A Reasonable Thing to Ask?

In another life, I used to teach junior doctors. Not so much in lecture format — lectures are a pretty useless way of getting ideas and information across — but in small, interactive groups, often informally. I soon learned that they were very clued up about the detail of most things, and could recite it almost parrot fashion. Actually, they generally knew far more about these topics than I did. I thought that while some of their knowledge was useful, a lot of it wasn’t all that relevant, even if it was interesting. I also learned, and not just from them, that it’s often far harder to answer apparently simple questions — the sort that a child asks. And I learned that we actually know a lot more than we think, we just don’t realise that we know. Things that we learned in school, for example, often seem to be lost, forgotten. It’s a strange irony, but schooling often seems to destroy our ability to question as a child does. We don’t realise it at the time, but we are being moulded into the form that society deems to be appropriate and reasonable. And there is now the suspicion that the use of computers alters how we think.

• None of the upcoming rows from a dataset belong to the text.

PR #162, opened 2026-05-05
docs: Add valkeynode-design.md

jdheyburn:
<!--
Thanks for contributing to Valkey Operator!

Please make sure you are aware of our contributing guidelines [available
here](https://github.com/valkey-io/valkey-operator/blob/main/CONTRIBUTING.md)

-->

This PR closes <Issue #>

### Summary

Adds a document outlining the decision to implement ValkeyNode, with workloadTypes of StatefulSet and Deployment.

<!--
Add a summary describing the changes
-->

<!--
Outline the feature support or behaviour changes included in this PR
-->

### Implementation

<!--
Describe the implementation details. Highlight key code changes and call out any areas where you want reviewers to pay extra attention
-->

### Limitations

<!--
Describe any features or use cases that are not implemented or are only partially supported
-->

### Testing

<!--
Describe what tests have been conducted and any relevant test results
-->

### Checklist

I'm open to suggestions on a format of these docs we can adopt. I can expand on this with extra headings such as below if folks deem it helpful - but I didn't want to have _too_ much filler.

```
Reconciliation behavior — the doc describes what ValkeyNode manages but not what the controller actually does each loop. A short description of the reconcile sequence (create workload →  
  wait for pod → probe Valkey → update status) would help readers understand the implementation without reading the code.                                                                    
                                                                                                                                                                                             
  Status/state lifecycle — the doc lists status fields but not the state machine. What states can a ValkeyNode be in? What transitions are valid? What causes it to become not-ready, and    
  does it self-recover? This is useful for both implementers and operators debugging a stuck node.                                                                                           
                                                                                                                                                                                             
  Health checking — ready is mentioned as "whether the pod is running and Valkey is responding" but not how that's determined. Is it a TCP probe, a PING command, INFO replication? The      
  mechanism matters because it affects how quickly role changes are reflected in status.
                                                                                                                                                                                             
  Config application — the doc says ValkeyNode applies config "as-is without interpretation" but doesn't say how. Is it a ConfigMap mounted as a file, command-line flags, or something else?
   That detail is load-bearing for anyone extending the system.
                                                                                                                                                                                             
  RBAC / permissions — what does the ValkeyNode controller need access to? This is often left out of design docs and then surprises people at deploy time.                                   
   
```

### DIFF
--- a/docs/valkeynode-design.md
+++ b/docs/valkeynode-design.md
@@ -1,0 +1,105 @@
+# ValkeyNode Design
+
+ValkeyNode is an internal CRD that abstracts the infrastructure used to create a Valkey pod. ValkeyNodes are not intended to be created by users — they are managed exclusively by parent controllers such as ValkeyCluster.
+
+## Goals
+
+- Separation of concerns: ValkeyNode handles infrastructure; parent controllers handle topology
+- Configuration-driven behaviour: ValkeyNode behaviour is determined by spec fields, not coupled to any specific parent CRD
+- Reusable across future Valkey deployment modes (standalone, replication, etc.)
+
+## Non-Goals
+
+- Primary election or promotion decisions
+- Failover orchestration
+- Cluster slot management
+- Multi-pod workloads (ValkeyNode always manages a single pod)
+
+## Workload Type
+
+Users can define what workload type to use — either a StatefulSet or Deployment. The reason for this is that Valkey means different things to different users. It can be used as a cache or as a source-of-truth data store. If you're using Valkey as a cache and don't care about data durability, a Deployment is preferable. If you need stable storage and identity, a StatefulSet is more appropriate.
+
+Supporting both workload types is why the distinction is abstracted behind a ValkeyNode CRD.
+
+## Singletons
+
+ValkeyNodes map 1:1 to pods. A ValkeyNode deploys its pod as either a StatefulSet or Deployment, but these workloads always have exactly one replica. This enables precise pod scheduling — for example, placing a primary pod in a specific availability zone while avoiding nodes that already host other primaries.
+
+If an entire Valkey Cluster were deployed into a single StatefulSet, all pods in that StatefulSet would share the same spec, making advanced per-pod scheduling impossible.
+
+See also: [ClickHouse singleton StatefulSet pattern](https://youtu.be/QLLKzOEMkUk?si=kLvKw8AMuvgGCwbT)
+
+## Observability
+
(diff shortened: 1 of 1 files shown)


docs/valkeynode-design.md
```diff
@@ -0,0 +1,105 @@
...
+
+- `workloadType` — Deployment or StatefulSet
+- `podTemplate` — image, resources, scheduling constraints
+- `persistence` — storage mode and size
+- `config` — all Valkey configuration values (e.g. `cluster-enabled`, `maxmemory`); ValkeyNode applies these as-is without interpretation
+
+**Parents read from status:**
+
+- `ready` — whether the pod is running and Valkey is responding
+- `observedRole` / `observedReplicaOf` — replication topology observed from `INFO replication`
```
bjosv: There is no `observered...` in [status](https://github.com/valkey-io/valkey-operator/blob/main/api/v1alpha1/valkeynode_types.go#L100) yet, should we remove this line until we have added them?

docs/valkeynode-design.md
```diff
@@ -0,0 +1,105 @@
...
+That said, ValkeyNode's abstraction does not preclude direct pod management. A `Direct` WorkloadType could be added in the future to bypass StatefulSet and Deployment entirely — the design accommodates this without structural changes.
+
+## Interaction Contract with Parent Controllers
+
+ValkeyNode is deliberately "dumb" — it reconciles infrastructure without making topology decisions. All cluster-level awareness lives in the parent controller.
+
+**Parents write to spec:**
+
+- `workloadType` — Deployment or StatefulSet
+- `podTemplate` — image, resources, scheduling constraints
```
bjosv: There own fields for image, resource..., i.e. there is no podTemplate in the [spec](https://github.com/valkey-io/valkey-operator/blob/bbbb25e5b55669807f7dd9a4b99470ca32d02dc3/api/v1alpha1/valkeynode_types.go#L41)
Should we add them instead?

..and `config` below is soon to be added, so thats ok.

bjosv (commented):
Very nice, short and concise.
I think we can wait with adding the suggested section until we have settled the design.

docs/valkeynode-design.md
jdheyburn: `role` is captured, so I've updated that

docs/valkeynode-design.md
jdheyburn: Thanks, I've made a sub-heading which will group these together, indicating the sit at the root level

bjosv (approved):
LGTM!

Retrieving this forgotten knowledge doesn’t always come automatically. There are tricks — sorry, techniques — that are helpful, the sort of things that you might learn on a management course. SWOT analysis (strengths, weaknesses, opportunities, threats) and Kipling’s list (who, what, where, when why, how) are simple ones, and there are many hundreds more. And you can learn to think ‘out of the box’ and about ‘lateral thinking’.
Or you can just leave it to Google; someone else is bound to have an answer to your problem, if you can only formulate the question correctly. It’s fair enough to know where to find the information and the answers, rather than trying to remember everything; yet your own understanding won’t be improved by this second hand knowledge. For this you really need to question yourself. If you think you are rational, logical and empirical, then you’ll expect an explanation for (almost) everything. The answers won’t always be rational and logical, though.
Think of map reading and satellite navigation. The sat nav does all the work for you, so why bother to learn how to read maps? Well, you’ve only got to read a few horror stories of where the sat navs have taken people who blindly relied on them to realise that they are not infallible — and if the systems are turned off, you’re lost.
But you are happy to be reasonable, aren’t you? Here’s a quotation from George Bernard Shaw:
The reasonable man adapts himself to the world: the unreasonable persists in trying to adapt the world to himself. Therefore, all progress depends on the unreasonable man.